An aqueous working fluid is an aqueous working fluid used in the cutting of a brittle material by a wire saw, characterized in that the aqueous working fluid is formed by blending an acetylene glycol alkylene oxide adduct with a glycol in water. . The aqueous working fluid according to claim 1, wherein the acetylene glycol alkylene oxide adduct has an HLB of 2 or more and 18 or less. The aqueous working fluid according to claim 2, wherein the acetylene glycol alkylene oxide adduct contains two kinds of the adducts having an HLB difference of 1 or more. The aqueous working fluid according to claim 1, wherein the diol has a number average molecular weight of 60 or more and 100,000 or less.

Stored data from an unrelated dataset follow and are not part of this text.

PR #1120, opened 2016-10-28
prevent validation error in the specs

MaximilianMeister:
due to the randomness there is a chance that a number occurs multiple
times, which causes a validation error and the test to fail

Signed-off-by: Maximilian Meister mmeister@suse.de


mssola:
Good catch! :clap:

PR #1121, opened 2016-10-28
enhance the way of running local specs

MaximilianMeister:
now you can just run `bundle exec rake spec:models` after making some change to a model e.g. and the tests run much faster, as the successful activerecord logs aren't written anymore in the test env

you still have to provide the mysql test database and `phantomjs` though...


MaximilianMeister:
@mssola squashed

PR #1122, opened 2016-10-28
provide phantomjs via rubygem

MaximilianMeister:
this removes the obs dependency for the deb package and also
enables running local rspec without having to care about providing
phantomjs

Signed-off-by: Maximilian Meister mmeister@suse.de


MaximilianMeister:
failing travis will be fixed by https://github.com/SUSE/Portus/pull/1120

PR #1130, opened 2016-11-30
Fix notifications url

Evalle:
Right now if you will click on 'notifications' link on the http://port.us.org/features/1_Synchronizing-the-Registry-and-Portus.html you will get 404 page. This PR will fix it.


mssola:
Thanks :clap:

PR #1146, opened 2017-01-16
add patch management for making the spec file

jordimassaguerpla:
We need to add some patch management because otherwise we add the
patches later in the build service but then, if we rerun the script,
those patches are erased


mssola:
Shouldn't this be targeted to the v2.2 branch ?

jordimassaguerpla:
I would merge it on master and then cherry-picked to v2.2 ... what about it?

mssola:
Cherry-picked into v2.2.

PR #1148, opened 2017-01-18
add gem patches to the rpm

jordimassaguerpla:
otherwise the resulting Gemfile is different and this causes errors


mssola:
Gràcies 👏

PR #1180, opened 2017-02-13
packaging: a more generic make_spec.sh

MaximilianMeister:
providing the package name as an argument enables reusage for similar
projects

### DIFF
--- a/packaging/suse/make_spec.sh
+++ b/packaging/suse/make_spec.sh
@@ -1,4 +1,14 @@
 #!/bin/bash
+if [ -z "$1" ]; then
+  cat <<EOF
+usage:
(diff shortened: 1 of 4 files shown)


packaging/suse/make_spec.sh
```diff
@@ -36,11 +46,11 @@ additional_native_build_requirements() {
   fi
 }
 
-mkdir -p build/Portus-$branch
```
MaximilianMeister: @jordimassaguerpla do you have an idea if the capitalization is important here? the new version will render `build/portus-master` instead of `build/Portus-master`

jordimassaguerpla: I don't think it matters.

PR #1181, opened 2017-02-13
fix ownership for tmp/cache directory

jordimassaguerpla:
This should be owned by wwwrun:www but if this is an update, it is
owned by root. Thus, we need to force it to be owned by wwwrun:www

This follows up with the fix in 496976


mssola:
what about doing so for all `tmp`. I think there's also a `tmp/pids` for example.

jordimassaguerpla:
There is on only tmp/cache

PR #1189, opened 2017-02-15
[rpm] fix tumbleweed build

jordimassaguerpla:


jordimassaguerpla:
I applied this same fix in Virtualization:containers:Portus:2.2

PR #1203, opened 2017-02-17
packaging: fix patch name

MaximilianMeister:
the make_spec.sh script expects a gem in the name of the patch

follow up for #1202 

@mssola thanks for merging the patches, there was just this detail with the patch identifier in the name that was recently introduced in 89b118a97d775321a6d190239592985f77c30f40


mssola:
Got it, thanks 👍

PR #4972, opened 2016-10-27
Hotfix ih subscription usage

ian-a-hickey:
I had to update both the subscription renew process object and the service in order to get subscription renewals working on the frontend. The reason was because A. a new order object was not being created and B. the service would never call place order (logic just skipping in this case). This is how I was able to get it working for testing, but I don't think its a great solution and want to discuss. So, I'm putting this here for review.

---

This change is [Reviewable](https://reviewable.io/reviews/ten24/slatwall/4972)

### DIFF
--- a/model/service/SubscriptionService.cfc
+++ b/model/service/SubscriptionService.cfc
@@ -523,16 +523,21 @@ component extends="HibachiService" persistent="false" accessors="true" output="f
 						orderPayment.copyFromOrderPayment( arguments.processObject.getOrderPayment() );
 						orderPayment.setCurrencyCode( order.getCurrencyCode() );
 						orderPayment.setOrder( order );
-					} else if (arguments.processObject.getRenewalPaymentType() eq 'new') {
+					}  else if (arguments.processObject.getRenewalPaymentType() eq 'new') {
+						
 						order = getOrderService().processOrder(order, arguments.data, 'addOrderPayment');
+						getOrderService().saveOrder(order);
 					}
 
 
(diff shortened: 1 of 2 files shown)


model/service/SubscriptionService.cfc
```diff
@@ -523,16 +523,21 @@ component extends="HibachiService" persistent="false" accessors="true" output="f
 						orderPayment.copyFromOrderPayment( arguments.processObject.getOrderPayment() );
 						orderPayment.setCurrencyCode( order.getCurrencyCode() );
 						orderPayment.setOrder( order );
-					} else if (arguments.processObject.getRenewalPaymentType() eq 'new') {
+					}  else if (arguments.processObject.getRenewalPaymentType() eq 'new') {
+						
 						order = getOrderService().processOrder(order, arguments.data, 'addOrderPayment');
+						getOrderService().saveOrder(order);
```
sumitverma: Why do we need to save the order here?

model/service/SubscriptionService.cfc
```diff
@@ -523,16 +523,21 @@ component extends="HibachiService" persistent="false" accessors="true" output="f
...
 					}
 
 
-					if(!isNull(orderPayment)){
+					if(!isNull(orderPayment) || (!isNull(order) && !isNull(order.getOrderPayments()[1]))){
```
sumitverma: Where is the orderPayment coming from here? Seems like it will always be null. Also, we can't just get the first one from order, it needs to be the first active one.

PR #4977, opened 2016-10-28
Puerto rico is considered to be a US rate request by USPS

jasperboyd:
This change is [Reviewable](https://reviewable.io/reviews/ten24/slatwall/4977)


sumitverma:
@jasperboyd @rmarchandTen24 this change in not right. ShippingRequestBean is used by all integrations and PR may not be considered international by all. At the very least this needs to be overridden in usps integration.

PR #5002, opened 2016-11-10
Updates HibachiService

ian-a-hickey:
This is the version of the export function we use in a custom project.

---
This change is [Reviewable](https://reviewable.io/reviews/ten24/slatwall/5002)


sumitverma:
@ian-a-hickey What's this change for? I know export works fine currently.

The aqueous working fluid of claim 1, wherein the blending amount of the acetylene glycol alkylene oxide adduct is 0.005% by mass or more and 10% by mass or less based on the total amount of the working fluid. The aqueous working fluid according to claim 1, wherein the blending amount of the diol is 0.5% by mass or more and 30% by mass or less based on the total amount of the working fluid. The aqueous working fluid according to any one of claims 1 to 6, wherein the pH of the working fluid is 4 or more and 8 or less. The aqueous working fluid according to any one of claims 1 to 6, wherein the viscosity of the working fluid is 0.8 mPa ‧ or more and 15 mPa ‧ s or less. The aqueous working fluid according to any one of claims 1 to 6, wherein the wire saw is a fixed abrasive wire saw. The aqueous working fluid according to any one of claims 1 to 6, wherein the brittle material is an ingot of tantalum, niobium carbide, gallium nitride and sapphire.